REQUIRED ACTION:
Locate every line in the records below that contains the word "true", and copy each one.

DATA TO USE:
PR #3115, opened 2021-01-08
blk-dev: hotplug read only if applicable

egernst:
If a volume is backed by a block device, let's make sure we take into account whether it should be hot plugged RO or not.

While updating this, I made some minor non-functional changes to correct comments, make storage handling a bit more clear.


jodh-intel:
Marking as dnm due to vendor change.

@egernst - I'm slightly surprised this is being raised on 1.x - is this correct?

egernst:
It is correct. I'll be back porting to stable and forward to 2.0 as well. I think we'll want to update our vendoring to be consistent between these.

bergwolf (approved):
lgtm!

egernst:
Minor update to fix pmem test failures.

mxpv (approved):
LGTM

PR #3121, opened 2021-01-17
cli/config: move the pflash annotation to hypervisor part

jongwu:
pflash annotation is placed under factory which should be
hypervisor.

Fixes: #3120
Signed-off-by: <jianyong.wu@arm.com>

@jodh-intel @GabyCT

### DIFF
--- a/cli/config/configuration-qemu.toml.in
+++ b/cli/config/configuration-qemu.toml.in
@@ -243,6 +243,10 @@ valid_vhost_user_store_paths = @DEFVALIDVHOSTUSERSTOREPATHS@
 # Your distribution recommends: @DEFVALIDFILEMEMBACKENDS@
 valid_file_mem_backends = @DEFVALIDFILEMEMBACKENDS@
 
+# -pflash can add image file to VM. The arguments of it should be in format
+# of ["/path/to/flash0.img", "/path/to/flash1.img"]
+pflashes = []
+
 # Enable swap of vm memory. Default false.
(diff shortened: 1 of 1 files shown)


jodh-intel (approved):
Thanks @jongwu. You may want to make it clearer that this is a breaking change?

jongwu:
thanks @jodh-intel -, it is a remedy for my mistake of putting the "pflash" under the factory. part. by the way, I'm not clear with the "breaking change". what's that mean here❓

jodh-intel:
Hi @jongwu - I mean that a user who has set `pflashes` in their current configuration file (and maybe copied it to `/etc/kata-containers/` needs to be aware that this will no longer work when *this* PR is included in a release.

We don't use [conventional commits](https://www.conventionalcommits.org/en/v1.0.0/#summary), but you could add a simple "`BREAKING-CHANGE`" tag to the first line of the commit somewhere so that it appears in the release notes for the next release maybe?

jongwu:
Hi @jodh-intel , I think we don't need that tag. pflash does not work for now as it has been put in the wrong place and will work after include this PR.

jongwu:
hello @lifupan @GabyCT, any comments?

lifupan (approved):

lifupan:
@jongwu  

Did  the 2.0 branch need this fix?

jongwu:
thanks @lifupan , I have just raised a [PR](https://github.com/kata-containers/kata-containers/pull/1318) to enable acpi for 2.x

* * *

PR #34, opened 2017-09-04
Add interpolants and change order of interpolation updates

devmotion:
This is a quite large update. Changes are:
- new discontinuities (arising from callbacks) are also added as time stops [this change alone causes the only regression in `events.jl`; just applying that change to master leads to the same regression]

...

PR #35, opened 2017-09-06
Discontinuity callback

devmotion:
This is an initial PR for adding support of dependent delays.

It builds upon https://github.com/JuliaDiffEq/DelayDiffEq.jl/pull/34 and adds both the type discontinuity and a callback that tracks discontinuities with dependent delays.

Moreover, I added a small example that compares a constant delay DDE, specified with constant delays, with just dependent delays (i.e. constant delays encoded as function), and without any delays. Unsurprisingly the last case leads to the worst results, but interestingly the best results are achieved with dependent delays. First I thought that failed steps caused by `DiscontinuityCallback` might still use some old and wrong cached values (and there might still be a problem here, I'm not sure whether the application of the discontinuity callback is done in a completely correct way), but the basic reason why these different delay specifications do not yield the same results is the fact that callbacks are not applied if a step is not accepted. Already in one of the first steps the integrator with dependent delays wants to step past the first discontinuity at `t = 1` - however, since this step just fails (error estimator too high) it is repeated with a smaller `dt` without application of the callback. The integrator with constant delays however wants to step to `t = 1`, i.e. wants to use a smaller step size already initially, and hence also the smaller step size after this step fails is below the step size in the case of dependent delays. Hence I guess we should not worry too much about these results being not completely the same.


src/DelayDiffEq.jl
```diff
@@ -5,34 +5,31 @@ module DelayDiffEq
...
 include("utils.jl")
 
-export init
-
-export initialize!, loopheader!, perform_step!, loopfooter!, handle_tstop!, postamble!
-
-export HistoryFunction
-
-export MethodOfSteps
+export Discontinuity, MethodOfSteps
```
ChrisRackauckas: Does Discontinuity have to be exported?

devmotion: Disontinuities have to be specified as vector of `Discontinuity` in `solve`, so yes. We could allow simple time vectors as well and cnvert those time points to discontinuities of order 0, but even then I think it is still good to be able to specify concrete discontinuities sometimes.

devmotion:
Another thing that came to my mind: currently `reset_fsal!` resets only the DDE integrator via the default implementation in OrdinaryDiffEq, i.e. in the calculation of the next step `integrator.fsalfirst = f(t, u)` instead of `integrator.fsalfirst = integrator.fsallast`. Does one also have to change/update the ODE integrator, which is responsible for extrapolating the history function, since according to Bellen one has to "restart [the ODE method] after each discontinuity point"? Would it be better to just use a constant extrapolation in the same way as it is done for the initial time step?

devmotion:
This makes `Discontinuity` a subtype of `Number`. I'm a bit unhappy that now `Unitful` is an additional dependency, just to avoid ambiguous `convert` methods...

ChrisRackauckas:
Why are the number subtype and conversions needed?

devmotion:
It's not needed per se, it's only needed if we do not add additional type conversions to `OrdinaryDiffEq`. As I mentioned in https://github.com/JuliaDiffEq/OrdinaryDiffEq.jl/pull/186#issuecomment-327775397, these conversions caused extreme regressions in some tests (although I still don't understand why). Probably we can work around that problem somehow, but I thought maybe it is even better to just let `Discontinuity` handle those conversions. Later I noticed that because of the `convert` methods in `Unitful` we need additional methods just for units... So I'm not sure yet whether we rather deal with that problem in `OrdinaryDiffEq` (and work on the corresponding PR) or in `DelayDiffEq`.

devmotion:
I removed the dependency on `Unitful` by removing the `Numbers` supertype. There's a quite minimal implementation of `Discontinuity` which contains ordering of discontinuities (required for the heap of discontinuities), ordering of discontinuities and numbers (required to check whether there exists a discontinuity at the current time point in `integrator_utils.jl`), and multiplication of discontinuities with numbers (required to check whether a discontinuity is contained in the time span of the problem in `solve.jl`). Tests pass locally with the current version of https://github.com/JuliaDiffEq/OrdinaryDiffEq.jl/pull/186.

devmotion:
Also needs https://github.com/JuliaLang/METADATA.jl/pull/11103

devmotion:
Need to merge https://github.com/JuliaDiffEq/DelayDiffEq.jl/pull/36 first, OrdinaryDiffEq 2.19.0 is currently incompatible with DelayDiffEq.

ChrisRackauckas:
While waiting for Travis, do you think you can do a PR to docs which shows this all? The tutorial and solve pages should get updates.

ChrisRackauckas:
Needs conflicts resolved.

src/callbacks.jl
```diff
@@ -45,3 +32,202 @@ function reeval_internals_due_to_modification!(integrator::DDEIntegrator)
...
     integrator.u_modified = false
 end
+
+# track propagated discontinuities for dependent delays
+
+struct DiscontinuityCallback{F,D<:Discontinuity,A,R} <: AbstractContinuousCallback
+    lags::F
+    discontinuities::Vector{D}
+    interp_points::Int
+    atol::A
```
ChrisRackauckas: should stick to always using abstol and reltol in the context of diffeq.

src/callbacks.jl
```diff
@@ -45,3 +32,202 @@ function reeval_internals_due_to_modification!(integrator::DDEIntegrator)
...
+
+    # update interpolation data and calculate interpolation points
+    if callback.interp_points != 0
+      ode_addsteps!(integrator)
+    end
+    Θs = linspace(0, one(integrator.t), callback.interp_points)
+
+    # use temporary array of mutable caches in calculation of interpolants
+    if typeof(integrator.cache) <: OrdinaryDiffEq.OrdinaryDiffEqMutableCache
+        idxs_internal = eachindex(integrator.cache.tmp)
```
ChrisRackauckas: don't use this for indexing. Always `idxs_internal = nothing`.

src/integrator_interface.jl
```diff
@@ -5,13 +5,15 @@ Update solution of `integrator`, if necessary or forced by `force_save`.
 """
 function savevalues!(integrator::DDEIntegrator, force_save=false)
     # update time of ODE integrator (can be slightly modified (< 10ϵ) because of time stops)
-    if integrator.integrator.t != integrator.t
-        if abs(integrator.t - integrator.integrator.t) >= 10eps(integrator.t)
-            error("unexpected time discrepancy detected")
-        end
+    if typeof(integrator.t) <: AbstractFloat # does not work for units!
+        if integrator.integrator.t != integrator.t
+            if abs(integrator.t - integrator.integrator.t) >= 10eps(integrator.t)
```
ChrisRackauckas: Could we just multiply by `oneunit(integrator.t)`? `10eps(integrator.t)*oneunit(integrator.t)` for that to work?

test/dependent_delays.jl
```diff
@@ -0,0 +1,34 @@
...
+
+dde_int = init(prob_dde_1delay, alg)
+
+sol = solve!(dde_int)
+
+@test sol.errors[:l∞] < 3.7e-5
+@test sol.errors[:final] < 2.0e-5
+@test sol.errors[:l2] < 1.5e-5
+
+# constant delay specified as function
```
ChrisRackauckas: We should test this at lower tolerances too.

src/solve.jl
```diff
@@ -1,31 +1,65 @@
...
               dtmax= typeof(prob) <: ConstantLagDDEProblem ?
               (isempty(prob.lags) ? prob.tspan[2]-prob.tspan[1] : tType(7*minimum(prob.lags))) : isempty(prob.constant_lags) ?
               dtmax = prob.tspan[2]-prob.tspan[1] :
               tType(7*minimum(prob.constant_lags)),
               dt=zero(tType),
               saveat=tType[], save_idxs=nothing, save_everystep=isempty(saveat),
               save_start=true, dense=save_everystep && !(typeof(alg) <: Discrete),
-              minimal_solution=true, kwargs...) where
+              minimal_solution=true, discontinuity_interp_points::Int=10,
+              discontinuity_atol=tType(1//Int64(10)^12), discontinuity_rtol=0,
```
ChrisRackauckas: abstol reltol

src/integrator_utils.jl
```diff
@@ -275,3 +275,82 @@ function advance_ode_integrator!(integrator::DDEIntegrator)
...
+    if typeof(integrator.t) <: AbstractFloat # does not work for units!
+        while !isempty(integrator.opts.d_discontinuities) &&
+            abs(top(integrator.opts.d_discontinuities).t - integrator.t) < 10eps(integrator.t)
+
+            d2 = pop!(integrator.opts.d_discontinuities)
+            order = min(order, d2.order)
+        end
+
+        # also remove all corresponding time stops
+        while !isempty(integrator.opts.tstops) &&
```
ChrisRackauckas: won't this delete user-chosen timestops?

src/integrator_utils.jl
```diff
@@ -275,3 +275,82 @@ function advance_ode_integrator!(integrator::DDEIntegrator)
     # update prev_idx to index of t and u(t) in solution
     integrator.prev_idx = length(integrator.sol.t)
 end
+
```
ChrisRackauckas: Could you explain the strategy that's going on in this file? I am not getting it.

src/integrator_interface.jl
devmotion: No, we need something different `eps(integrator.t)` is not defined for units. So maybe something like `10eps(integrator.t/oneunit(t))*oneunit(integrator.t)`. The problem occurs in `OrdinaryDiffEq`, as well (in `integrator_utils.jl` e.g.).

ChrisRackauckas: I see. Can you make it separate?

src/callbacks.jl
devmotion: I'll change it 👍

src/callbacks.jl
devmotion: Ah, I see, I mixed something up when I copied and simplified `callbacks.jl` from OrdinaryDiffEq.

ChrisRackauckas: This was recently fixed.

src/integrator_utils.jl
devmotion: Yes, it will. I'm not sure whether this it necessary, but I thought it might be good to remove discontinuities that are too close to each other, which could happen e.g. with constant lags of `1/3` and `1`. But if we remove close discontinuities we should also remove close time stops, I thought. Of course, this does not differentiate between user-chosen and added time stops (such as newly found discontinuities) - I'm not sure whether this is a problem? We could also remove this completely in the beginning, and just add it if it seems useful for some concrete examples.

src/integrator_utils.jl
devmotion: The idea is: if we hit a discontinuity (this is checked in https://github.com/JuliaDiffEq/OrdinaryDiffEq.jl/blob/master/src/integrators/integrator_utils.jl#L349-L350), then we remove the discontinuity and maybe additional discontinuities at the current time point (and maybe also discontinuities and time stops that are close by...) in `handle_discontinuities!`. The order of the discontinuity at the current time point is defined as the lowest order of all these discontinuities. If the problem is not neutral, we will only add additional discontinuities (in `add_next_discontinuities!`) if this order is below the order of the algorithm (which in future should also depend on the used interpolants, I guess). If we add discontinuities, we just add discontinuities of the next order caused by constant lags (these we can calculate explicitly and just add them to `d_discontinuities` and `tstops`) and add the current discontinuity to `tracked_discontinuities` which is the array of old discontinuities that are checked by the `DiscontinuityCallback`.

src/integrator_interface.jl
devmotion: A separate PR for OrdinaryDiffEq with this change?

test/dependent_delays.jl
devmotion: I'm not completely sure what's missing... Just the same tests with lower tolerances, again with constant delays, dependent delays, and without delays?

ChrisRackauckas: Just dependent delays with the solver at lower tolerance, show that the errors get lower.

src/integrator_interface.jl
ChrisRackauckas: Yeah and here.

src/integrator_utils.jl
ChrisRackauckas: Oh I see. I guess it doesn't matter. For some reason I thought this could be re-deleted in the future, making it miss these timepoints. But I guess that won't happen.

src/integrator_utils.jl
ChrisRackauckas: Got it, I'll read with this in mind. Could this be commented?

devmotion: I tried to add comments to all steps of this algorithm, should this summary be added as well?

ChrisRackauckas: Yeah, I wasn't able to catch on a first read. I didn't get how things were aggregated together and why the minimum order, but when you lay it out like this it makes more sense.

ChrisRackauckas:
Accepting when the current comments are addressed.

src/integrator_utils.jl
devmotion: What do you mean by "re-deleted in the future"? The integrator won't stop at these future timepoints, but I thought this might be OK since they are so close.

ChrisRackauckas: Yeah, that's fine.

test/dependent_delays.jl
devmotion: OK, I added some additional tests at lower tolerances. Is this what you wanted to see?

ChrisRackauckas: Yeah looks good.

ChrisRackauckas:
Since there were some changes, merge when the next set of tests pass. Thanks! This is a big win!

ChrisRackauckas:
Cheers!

EXPECTED ANSWER:
               save_start=true, dense=save_everystep && !(typeof(alg) <: Discrete),
-              minimal_solution=true, kwargs...) where
+              minimal_solution=true, discontinuity_interp_points::Int=10,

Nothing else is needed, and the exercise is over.